Deep Clustering via Gradual Community Detection
Tianyu Cheng, Qun Chen
TL;DR
DCvCD tackles weak supervision in deep clustering by introducing gradual community detection, over-clustering data into pseudo-communities and iteratively merging them to improve pseudo-label purity. The method adds a cluster-network analysis perspective, using Leiden-based community detection and a merging score that combines modularity, local connectivity, and proximity, paired with an adapted InfoNCE loss for backbone fine-tuning. Empirical results across five image benchmarks show state-of-the-art performance and robustness to ablations, underscoring the value of global cluster structure for self-supervision. The work suggests practical impact in leveraging existing backbones with minimal changes and points to future multimodal extensions and tighter backbone–community integration.
Abstract
Deep clustering is an essential task in modern artificial intelligence, aiming to partition a set of data samples into a given number of homogeneous groups (i.e., clusters). Recent studies have proposed increasingly advanced deep neural networks and training strategies for deep clustering, effectively improving performance. However, deep clustering generally remains challenging due to the inadequacy of supervision signals.
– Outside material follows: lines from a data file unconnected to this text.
PR #4083, opened 2026-06-12
docs(event-broker): module design + SDK

striped-zebra-dev:
## Summary by CodeRabbit

* **Documentation**
  * Added a new **Event Broker** section to the GEARS guide, describing multi-consumer, partitioned, append-only typed event streaming, delivery semantics, and consumer cursor tracking.
  * Documented current rollout status for the Event Broker SDK and added links to the PRD, signed-off design, and SDK materials.

* **Chores**
  * Updated workspace configuration to include the new Event Broker SDK crate and adjusted build tooling ignore patterns for UI/trybuild tests.

### DIFF
--- a/Cargo.toml
+++ b/Cargo.toml
@@ -44,6 +44,7 @@ members = [
     "libs/toolkit-security",
     "libs/toolkit-odata",
     "libs/toolkit-node-info",
+    "libs/toolkit-stable-hash",
     "libs/toolkit-transport-grpc",
     "libs/toolkit-utils",
     "libs/rustls-corecrypto-provider",
@@ -108,6 +109,7 @@ members = [
     "gears/bss/ledger/ledger",
     "gears/bss/ledger/ledger-sdk",
     "gears/bss/libs/coord",
+    "gears/system/event-broker/event-broker-sdk",
 ]
 exclude = ["tools/fuzz"]
 resolver = "3"
@@ -256,6 +258,7 @@ toolkit-odata = { package = "cf-gears-toolkit-odata", version = "0.8.3", path = 
 toolkit-odata-macros = { package = "cf-gears-toolkit-odata-macros", version = "0.6.8", path = "libs/toolkit-odata-macros" }
 toolkit-sdk = { package = "cf-gears-toolkit-sdk", version = "0.7.1", path = "libs/toolkit-sdk" }
 toolkit-security = { package = "cf-gears-toolkit-security", version = "0.7.3", path = "libs/toolkit-security" }
+toolkit-stable-hash = { package = "cf-gears-toolkit-stable-hash", version = "0.1.0", path = "libs/toolkit-stable-hash" }
 toolkit-transport-grpc = { package = "cf-gears-toolkit-transport-grpc", version = "0.7.0", path = "libs/toolkit-transport-grpc" }
 toolkit-utils = { package = "cf-gears-toolkit-utils", version = "0.6.4", path = "libs/toolkit-utils" }
 rustls-corecrypto-provider = { package = "cf-gears-rustls-corecrypto-provider", version = "0.1.1", path = "libs/rustls-corecrypto-provider" }
@@ -602,7 +605,7 @@ gts = "0.11.0"
 gts-macros = "0.11.0"
 
 [workspace.metadata.cargo-shear]
-ignored-paths = ["**/tests/ui/**"]
+ignored-paths = ["**/tests/ui/**", "**/tests/trybuild/**"]
 # Gear crate deps only consumed by macro-generated re-exports in #[toolkit::gear(deps = [...])].
 # cargo-shear cannot trace usage through proc-macro expansion, so these appear unused.
 ignored = [
--- a/docs/GEARS.md
+++ b/docs/GEARS.md
@@ -699,6 +699,19 @@ Introduces an abstraction layer behind the real Outbound API Gateway. The main g
 - [API](../gears/system/oagw/oagw/README.md)
 - [SDK](../gears/system/oagw/oagw-sdk/README.md)
 
+### Event Broker
+
+Multi-consumer, partitioned, append-only event streaming for Cyber Ware modules.
+Typed events, at-least-once delivery, idempotent producers (chained/monotonic/stateless),
+pluggable storage backends, consumer-group cursor tracking.
+
+**Status**: SDK landed (`cyberware-event-broker-sdk`) — impl crate TODO.
+
+#### More details
+- [PRD](../gears/system/event-broker/docs/PRD.md)
+- [Design](../gears/system/event-broker/docs/DESIGN.md) (R4 signed off)
+- [SDK](../gears/system/event-broker/event-broker-sdk/README.md)
+
 ## Core Platform Services
 
 Core Platform Services are authoritative, enterprise-level services that may exist outside of Gears and act as systems of record for critical governance domains such as accounts, identity, access policies, licensing, credentials, and outbound egress control. These components typically belong to an organization’s broader platform or SaaS ecosystem and may already be deployed, certified, and governed independently of Gears.
--- a/gears/system/event-broker/docs/ADR/0002-partition-selection.md
+++ b/gears/system/event-broker/docs/ADR/0002-partition-selection.md
@@ -1,0 +1,265 @@
+---
+status: proposed
+date: 2026-05-12
+decision-makers: Event Broker Team
+revision-history:
+  - 2026-05-06 — initial draft (key-hash with explicit producer override + subject fallback)
+  - 2026-05-12 — revised (drop explicit `partition` override; broker re-hashes and is authoritative; `partition_key` is the producer-facing input selector)
+  - 2026-06-07 — default partition key changed from `subject` to `tenant` (PR #1978 review): a tenant's events are totally ordered by default; per-subject grouping is opt-in via explicit `partition_key`
+---
+
+# Partition Selection — Broker-Authoritative `partition_key` / `tenant_id` Input
+
+<!-- toc -->
+
+- [Context and Problem Statement](#context-and-problem-statement)
+- [Decision Drivers](#decision-drivers)
+- [Considered Options](#considered-options)
+- [Decision Outcome](#decision-outcome)
+  - [Default Algorithm](#default-algorithm)
+  - [Partition-Key Source](#partition-key-source)
+  - [Hash Location](#hash-location)
+  - [Broker-Side Validation](#broker-side-validation)
+  - [Encoding](#encoding)
+  - [Consequences](#consequences)
+  - [Confirmation](#confirmation)
+- [Pros and Cons of the Options](#pros-and-cons-of-the-options)
+  - [Broker-Authoritative `partition_key` / `tenant_id` Input (chosen)](#broker-authoritative-partition_key--tenant_id-input-chosen)
+  - [Earlier Draft — Add Explicit `partition` Producer Override (rejected on revision)](#earlier-draft--add-explicit-partition-producer-override-rejected-on-revision)
+  - [Always Derive Partition From `event.subject`](#always-derive-partition-from-eventsubject)
+  - [Round-Robin With No Key Affinity](#round-robin-with-no-key-affinity)
+  - [Custom Pluggable Partitioner Trait in SDK (MVP)](#custom-pluggable-partitioner-trait-in-sdk-mvp)
+- [More Information](#more-information)
+- [Traceability](#traceability)
+
+<!-- /toc -->
+
+**ID**: `cpt-cf-evbk-adr-partition-selection`
+
+## Context and Problem Statement
+
+A topic in the Gears event broker is divided into a fixed number of partitions declared at topic registration time (`Topic.partitions`, see DESIGN §3.1). Every `Event` is bound to a partition; sequence assignment, ordering, idempotent-producer state, and consumer cursors are all scoped to `(topic, partition)`. The broker therefore needs a contract for **how partition assignment is computed** before the event is enqueued in the producer outbox and ultimately landed in `backend.persist`.
+
+The existing design imposes hard constraints on this decision:
+
+- `Topic.partitions` is **fixed at topic creation** and cannot be grown or shrunk on a live topic. Re-partitioning would break per-key ordering for every key already published; the migration path is "create new topic, dual-write, cut consumers over." Partition selection MUST therefore behave deterministically across the topic's full lifetime.
+- The broker assigns the consumer-visible `event.sequence` per `(topic, partition)`. Producers never set `sequence`; they only carry chain state for ingest-side dedup in `meta.previous` and `meta.sequence` (see [ADR-0003 Event Schema](0002-event-schema.md)).
+- `Event` carries `subject` (a per-event entity identifier) and `subject_type`. A dedicated `partition_key` field exists as an optional producer-supplied grouping input.
+- Idempotent-producer state is keyed by `(producer_id, topic, partition)` (`evbk_producer_state`). The same producer publishing "the same logical event" on a retry MUST land on the same partition, otherwise the chain check fires against a state row that does not contain the previous attempt and the duplicate is admitted.
+
+The **initial 2026-05-06 draft** of this ADR allowed three paths to a partition value: `partition_key` (hashed), `subject` fallback (hashed), and an explicit `event.partition` producer override. The override path turned out to be a silent-ordering-bug surface — a producer refactor that switches a code-path from "set `partition_key`" to "set `partition` directly" quietly breaks per-key ordering on a live topic, and the SDK has no way to tell whether the producer *meant* to bypass the hash. Re-iteration during pre-implementation review removed the override path. This revision records the corrected contract.
+
+## Decision Drivers
+
+* Per-key order: events sharing a stable partition key MUST land on the same partition for the lifetime of the topic so consumers observe them in publish order
+* Even distribution under unbiased keys: the chosen partition distribution SHOULD be approximately uniform across `[0, topic.partitions)`
+* Idempotent retry determinism: a retry of the same logical publish MUST resolve to the same `partition`, otherwise idempotent-producer dedup degrades to "best effort"
+* First-party SDK / broker parity: when an SDK computes a local partition hint for outbox routing, it must use the same input field as the broker and produce a value the broker can validate
+* Operational simplicity: the broker stays a thin validator; the partition is computed deterministically from inputs already on the event
+* No silent freedom: a producer should not be able to bypass the hash with an explicit partition number — this turned out to be a refactor-induced bug surface in the initial draft
+* Schema extensibility: support legitimate use cases where the partition key differs from the event subject (per-tenant audit, system events with no business-domain subject, deliberate fan-out)
+
+## Considered Options
+
+* Broker-authoritative partition selection from `partition_key` by default, falling back to `tenant_id`; SDK-local partitioning is only a hint for first-party outbox routing (chosen — this revision)
+* Earlier draft: key-hash with explicit `event.partition` producer override (rejected on revision)
+* Always derive partition from `event.subject` (no `partition_key` field at all)
+* Round-robin with no key affinity
+* Custom pluggable partitioner trait exposed in the SDK at MVP
+
+## Decision Outcome
+
+Adopt **broker-authoritative partition selection from `partition_key` when present, otherwise `tenant_id`**. `partition_key` is the producer-facing way to choose a grouping input other than the default `tenant_id`. There is no explicit `partition` field on publish input. The broker computes the final topic partition; any producer SDK partition computation is an internal/local hint for outbox routing, not a native Kafka producer compatibility contract.
+
+Defaulting to `tenant` gives **per-tenant total ordering** out of the box — every event a tenant emits to a topic lands on one partition and is observed in publish order (the property the audit pipeline needs). Producers that want finer-grained grouping (per-subject, per-region, fan-out) set `partition_key` explicitly.
+
+### Default Algorithm
+
+The partition is computed deterministically from a single input:
+
+```text
+partition_input = partition_key  if partition_key is present
+                  tenant_id      otherwise
+partition       = local_derivation(ascii_bytes(partition_input)) % partition_count
+```
+
+- Current first-party SDK/broker implementation: **MurmurHash3 (32-bit, x86 variant)** with a fixed seed of `0x00000000`, masked with `& 0x7FFFFFFF` before modulo. This pins first-party SDK hints to broker validation but is not a native Kafka producer compatibility promise.
+- The mask `& 0x7FFFFFFF` strips the sign bit so the modulo operates on a non-negative `u31` value and avoids the negative-modulo edge case in languages with signed `%`.
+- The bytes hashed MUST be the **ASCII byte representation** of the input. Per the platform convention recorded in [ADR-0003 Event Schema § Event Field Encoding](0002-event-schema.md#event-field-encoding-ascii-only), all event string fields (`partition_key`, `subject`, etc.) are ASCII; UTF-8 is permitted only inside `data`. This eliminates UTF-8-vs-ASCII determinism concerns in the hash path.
PR #4084, opened 2026-06-12
feat(toolkit-contract): add contract stack for REST and gRPC projections

MikeFalcon77:
Introduce the Toolkit contract system: a Rust trait is the single source of truth, projected onto REST, gRPC, and in-process transports, with consumers resolving a binding-agnostic `Arc<dyn Contract>` through `ClientHub`.

- add `toolkit-contract`, `toolkit-contract-macros`, and `toolkit-contract-protogen`
- add contract descriptors, IR validation, OpenAPI generation, and runtime support
- add REST and gRPC contract/codegen support with proto lockfile handling
- extend canonical error wire-compatibility support
- add macro UI tests and contract integration tests
- add `examples/toolkit/api-contracts` sample gear and SDK

## Correctness fixes

Four bugs that lived in code paths the test suite never exercised. Each is now covered by a regression test that was verified to fail without its fix.

- **Path parameters could be silently swapped.** The generated server bound multiple `{param}` segments into an axum `Path<(T0, T1)>` tuple in *trait declaration* order, but axum fills that tuple *positionally* from the URL. With two same-typed path parameters declared out of template order, the client (which substitutes by name) sent a correct request and the handler decoded it wrong — no type error, no 400. The tuple is now ordered by the template, and a placeholder with no matching parameter is a `compile_error!`.
- **The generated gRPC client panicked on peer data.** `#[derive(ProtoBridge)]` emits an infallible `From<Proto>` that `.expect()`s on `#[proto_bridge(via_string)]` fields; the client used it on all three inbound response paths, so one malformed UUID from a peer took the process down. Responses now decode through a new fallible `TryFromProto` trait, implemented for both structs and enums so codegen can convert any response type uniformly.
- **The "provider not up yet" branch was dead.** `DirectoryNotFound` was defined but never constructed anywhere, so `DirectoryEndpointResolver` could not return `Ok(None)` and every unregistered provider looked like a directory outage — `warn!` on every readiness tick *and* on every business call through a resolving client, unbounded. Both directory clients now construct the sentinel (the gRPC one from `Code::NotFound`), and the orchestrator emits that code only for a genuine not-found.
- **A remote proxy was indistinguishable from a local impl.** `ClientHub` is keyed by type alone, so with two consumers of one contract in a process the second found the first's *proxy*, reported `WireOutcome::Local`, and marked the shared dependency readiness-resolved — `/readyz` went 200 with no provider up. `ClientHub` now records provenance (`register_remote_proxy` / `try_get_local`).

## Query parameters

Client and server never shared a codec: the client flattened the parameter to JSON and hand-rolled a query string, the server decoded via `serde_urlencoded` through `axum::extract::Query`, and the spec was inferred separately. Every non-trivial shape failed — a `Vec<T>` went out as repeated keys that `serde_urlencoded` cannot collect into a sequence, and even a bare scalar decoded as a map at the top level (both guaranteed 400s, undetected because the only scalar query parameter in the suite was `#[server_manual]`). Flat-struct query parameters were absent from the OpenAPI document entirely, since the macro cannot see a struct's fields.

Both ends now share `serde_html_form`, and a query parameter must be a struct deriving `QueryParams`:

- `Vec<T>` fields round-trip as repeated keys, documented as `style: form, explode: true` arrays;
- the derive emits the OpenAPI parameter list the route registers, so the spec and the wire format come from one declaration;
- nested structs and bare scalars are rejected at compile time rather than 400ing at runtime.

## Known limitation

**A resolved dependency is not verified to be a conformant one.** Readiness flips as soon as the directory returns any endpoint for the gear name — nothing checks path, schema, or major version. A consumer of `PaymentApiV2` will go Ready against a provider serving only `/v1/**` and 404 on its first call. There is no contract identity on the wire; schema evolution rests on `oasdiff` in CI. Accepted deliberately and documented in ADR-0004; closing it needs a wire-protocol addition on both sides and belongs in its own ADR.

## Documentation

- **ADR-0008** (new) — the gRPC transport projection, which had shipped while the PRD and DESIGN still called it future work and an open question. Records the code-first-with-committed-`.proto` decision, the `TryFromProto` rule, streaming scope, and two deliberate asymmetries with REST.
- **ADR-0002** — amended: repeated query parameters are now in scope; nested query objects stay out.
- **ADR-0007** — §2 contradicted the section below it on version spelling; the code follows the latter.
- **PRD / DESIGN** — corrected requirements the implementation does not meet (the `#[path]`/`#[query]`/`#[header]` annotations were never built; REST-only projection methods are rejected by ADR-0003, not merely unbuilt; `schemars`/`utoipa` are not feature-gated), and reframed "base trait purity" as *zero transport annotations* — a base trait does carry `#[toolkit::contract]` and `#[idempotency]`.

Also bumps `lru` to 0.18.2 for RUSTSEC-2026-0253, which was blocking every PR rather than just this one.

## Summary by CodeRabbit

* **New Features**
  * Added contract and API binding framework supporting REST and gRPC transports with automatic client/server code generation
  * Introduced payment service example demonstrating contract framework usage
  * Added REST endpoint discovery to the directory service for dynamic service location

* **Documentation**
  * Added architecture decision records documenting contract binding design, server-side route generation, and consumer wiring patterns
  * Published typed-error wire format compatibility guide

* **Improvements**
  * Enhanced error handling with typed error categories and RFC 9457 problem format support
  * Improved protocol buffer generation with stable field-number assignment via lockfile mechanism


docs/arch/toolkit-contract-binding/ADR/0003-cpt-cf-binding-adr-projection-server-gen.md
```diff
@@ -0,0 +1,355 @@
...
+3. [Considered Options](#considered-options)
+4. [Decision Outcome](#decision-outcome)
+5. [Pros and Cons of the Options](#pros-and-cons-of-the-options)
+6. [More Information](#more-information)
+
+## Context and Problem Statement
+
+ADR-0001 introduced a two-layer architecture: a clean **base trait** (zero transport annotations)
+and a **projection trait** (`*Rest`, `*Grpc`) that carries transport annotations and is processed
+by `#[modkit_rest_contract]`. The macro currently generates a REST client struct from the
```
striped-zebra-dev: `#[modkit_rest_contract]` -> `#[toolkit_rest_contract]`

docs/arch/toolkit-contract-binding/ADR/0003-cpt-cf-binding-adr-projection-server-gen.md
```diff
@@ -0,0 +1,355 @@
...
+projection. Two gaps remain unfixed.
+
+**Gap 1 — no parity enforcement.** There is no compile-time guarantee that the projection trait
+covers the same methods as the base with matching signatures. A rename or new parameter on the
+base that is not propagated to the projection silently creates a stale client — the old method
+signature is still compiled, the mismatch is invisible until a runtime call fails.
+
+**Gap 2 — two independent OpenAPI sources.** Server-side handler code (`routes.rs`,
```
striped-zebra-dev, line 44: 1. Since the SDK is compiled into the service module, API compatibility is largely the responsibility of the service developer.
2. The real question is whether we can guarantee, through automation, that the SDK stays compatible with the server API. While we can introduce automated validation, we should not assume a one-to-one mapping between server and SDK APIs. SDK authors may intentionally expose only part of the server API or combine multiple server operations into a single SDK method.

docs/arch/toolkit-contract-binding/ADR/0003-cpt-cf-binding-adr-projection-server-gen.md
```diff
@@ -0,0 +1,355 @@
...
+This ADR decides how to close both gaps while keeping the two-layer design intact.
+
+## Decision Drivers
+
+* **Keep base trait clean** — the base trait is the domain interface; it must carry zero transport
+  annotations. Authors and IDE users reading the base trait see only the domain contract.
+* **Scale across multiple transports** — a contract may have both a REST and a gRPC projection;
+  if annotations for all transports were placed on the base, every method would accumulate a stack
+  of per-transport attributes. Each projection must remain a self-contained, transport-specific file.
+* **Single OpenAPI source of truth** — the same IR that drives REST client generation must also
```
striped-zebra-dev, line 59: As I mentioned above, I'd like to challenge this statement.

docs/arch/toolkit-contract-binding/ADR/0003-cpt-cf-binding-adr-projection-server-gen.md
```diff
@@ -0,0 +1,355 @@
...
+* **Zero migration cost** — existing projection traits must continue to compile unchanged; new
+  features are additive.
+* **Preserve the escape hatch** — ADR-0001 and ADR-0002 promise manual implementation as an
+  opt-out; that promise is kept.
+* **Preserve ADR-0002 scope** — the macro covers the same narrow REST subset; the annotation
+  vocabulary grows only by the additions already anticipated in ADR-0002 § Phase 2.
+
+## Considered Options
+
+* **Option A**: Extend the `#[modkit::rest_contract]` projection macro to (a) enforce method-set
```
striped-zebra-dev: I guess `modkit` is all over the place.

docs/arch/toolkit-contract-binding/ADR/0004-cpt-cf-binding-adr-consumer-wiring.md
```diff
@@ -0,0 +1,305 @@
...
+ADR-0001 defines how a module *provides* a contract to its consumers via `#[modkit::provides]`. There
+is no symmetric consumer-side counterpart. In the current PoC (`c280de1`), a consumer that needs a
+remote implementation must either:
+
+1. Load the **provider's implementation crate** as a stub compiled with `transport = rest` — coupling
+   the consumer's binary to the provider's internal types and build artifacts, or
+2. Hard-code a static endpoint string in `ClientWiring::Rest { endpoint }` and call `wire_*()`
+   manually in `init()` — with no integration with service discovery and no readiness gating.
+
+The `DirectoryService` was extended in `c280de1` with `resolve_rest_service(name)`, which maps a
```
striped-zebra-dev, line 30: `DirectoryService` - let's use a single name for this entity everywhere, I believe it should be `FlightControl`

docs/arch/toolkit-contract-binding/ADR/0004-cpt-cf-binding-adr-consumer-wiring.md
```diff
@@ -0,0 +1,305 @@
...
+There is no static mapping — a module may provide multiple contracts — and a convention-based
+name→`TypeId` lookup would require either fragile string matching or a global side-table populated
+by provider-side inventory items, reintroducing provider-crate linkage. Option C is the status quo;
+it does not satisfy the SDK-only or discovery requirements.
+
+### Macro shape
+
+```rust
+#[modkit::module(name = "orders")]
+#[modkit::consumes(contract = billing_sdk::BillingApi, from = "billing")]
```
striped-zebra-dev: What is `from`?
Why it is hardcoded,  and not configured?
In my understanding, the FlightControl shall have metadata-based resolution capability, and the operator might want to change the provider for some APIs.

docs/arch/toolkit-contract-binding/ADR/0004-cpt-cf-binding-adr-consumer-wiring.md
```diff
@@ -0,0 +1,305 @@
...
+registered it returns immediately without constructing an HTTP client or making a discovery call. No
+polling task is spawned for Profile 1 builds.
+
+### Static endpoint override (escape hatch)
+
+For local development and integration tests a static endpoint overrides discovery:
+
+```toml
+# config.yaml (development / test only)
+modules.orders.wiring.billing = "http://localhost:8081"
```
striped-zebra-dev: Probably, this setting could be extended to be used as a main routing mechanics;
If we add metadata-based resolution here, then we might have something like that:
```yaml
-- EB ingest instance A
serve_topics:
  - cf.core.*

modules.wiring.eb_backend = "serve_topic: cf.core.*" -- some meta filtering
 ```

File: docs/typed-errors-wire-compatibility.md [hunk 8]
```diff
@@ -0,0 +1,302 @@
+# Typed Errors Wire Compatibility — modkit-contract vs PRD #1536
```
striped-zebra-dev: If I understand this intend correctly, then Typed Errors - Canonical Errors, and we have thought about eveloping other types of errors.

libs/toolkit/src/directory.rs
```diff
@@ -182,4 +227,112 @@ mod tests {
...
+        dir.register_instance(inst);
+
+        let instances = api.list_instances("rest-only").await.unwrap();
+        assert_eq!(instances.len(), 1);
+        assert!(instances[0].grpc_services.is_empty());
+        assert_eq!(
+            instances[0].rest_endpoint.as_ref().unwrap().uri,
+            "http://127.0.0.1:8088"
+        );
+    }
```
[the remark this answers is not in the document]
MikeFalcon77: resolved

libs/toolkit/src/directory.rs
```diff
@@ -182,4 +227,112 @@ mod tests {
...
+
+    #[tokio::test]
+    async fn test_register_instance_with_rest_endpoint() {
+        let dir = Arc::new(ModuleManager::new());
+        let api = LocalDirectoryClient::new(dir.clone());
+
+        let instance_id = Uuid::new_v4();
+        let register_info = RegisterInstanceInfo {
+            module: "billing".to_owned(),
+            instance_id: instance_id.to_string(),
```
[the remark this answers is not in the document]
MikeFalcon77: resolved

libs/toolkit/src/directory.rs
```diff
@@ -182,4 +227,112 @@ mod tests {
...
     }
+
+    #[tokio::test]
+    async fn test_resolve_rest_service_not_found() {
+        let dir = Arc::new(ModuleManager::new());
+        let api = LocalDirectoryClient::new(dir);
+
+        let result = api.resolve_rest_service("nonexistent_module").await;
+        assert!(result.is_err());
+    }
```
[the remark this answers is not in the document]
MikeFalcon77: resolved

libs/toolkit/src/readiness.rs
mattgarmon, line 1: There is already existing readiness check here: https://github.com/constructorfabric/gears-rust/blob/main/libs/toolkit/src/runtime/readiness.rs

We should merge onto the existing `runtime::readiness::ReadinessState` (add `register_dep` + `unresolved_deps()` so consumer-wiring can feed it)

libs/toolkit/src/discovery.rs
mattgarmon, line 1: This duplicates the existing OoP resolution path at https://github.com/constructorfabric/gears-rust/blob/main/libs/toolkit/src/runtime/oop_registration.rs

 `DirectoryEndpointResolver` and `resolve_one_dep` (oop_registration.rs) both resolve via `resolve_rest_service`. Let's feed the existing `runtime::readiness::ReadinessState` from `ConsumerRegistration.wire` and retire `resolve_deps/ResolvedRestEndpoints` rather than run two resolution loops side by side.

docs/arch/toolkit-contract-binding/ADR/0004-cpt-cf-binding-adr-consumer-wiring.md
MikeFalcon77: DirectoryService is a gear. But FlightControl is deployable service which includes DS, apigw(?) and etc

libs/toolkit/src/readiness.rs
MikeFalcon77: refactored

libs/toolkit/src/discovery.rs
MikeFalcon77: refactored

docs/typed-errors-wire-compatibility.md
MikeFalcon77: this is decsision file. removed

examples/toolkit/api-contracts/api-contracts-consumer/src/domain.rs
```diff
@@ -0,0 +1,48 @@
...
+    /// whatever the backend `charge` returns.
+    pub async fn place_charge(
+        &self,
+        ctx: SecurityContext,
+        req: ChargeRequest,
+    ) -> Result<ChargeResponse, CanonicalError> {
+        let api = self
+            .hub
+            .get::<dyn PaymentApi>()
+            .map_err(|_| CanonicalError::service_unavailable().create())?;
```
MikeFalcon77: `map_err(|_| ...)` drops the `ClientHubError`, which distinguishes `NotFound { type_key }` from `TypeMismatch { type_key }`. Both collapse into a bare 503 whose detail is the default `"Service temporarily unavailable"`, so an operator can't tell a missing wiring from a wrong-type registration, nor which dependency failed.

The `ServiceUnavailableBuilder::with_detail` doc states the caller contract explicitly: preserve the precise reason "rather than collapsing every 503 into the same opaque message". `ClientHubError` renders a type name, not secrets, so it is safe for the public `Problem` body.

```rust
.map_err(|err| {
    CanonicalError::service_unavailable()
        .with_detail(format!("PaymentApi not wired: {err}"))
        .create()
})?;
```

This file is a template others will copy, so the pattern propagates.

MikeFalcon77: done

Building upon the existing representation learning backbones, this paper proposes a novel clustering strategy of gradual community detection. It initializes clustering by partitioning samples into many pseudo-communities and then gradually expands clusters by community merging. Compared with the existing clustering strategies, community detection factors in the new perspective of cluster network analysis in the clustering process. The new perspective can effectively leverage global structural characteristics to enhance cluster pseudo-label purity, which is critical to the performance of self-supervision. We have implemented the proposed approach based on the popular backbones and evaluated its efficacy on benchmark image datasets. Our extensive experiments have shown that the proposed clustering strategy can effectively improve the SOTA performance. Our ablation study also demonstrates that the new network perspective can effectively improve community pseudo-label purity, resulting in improved self-supervision.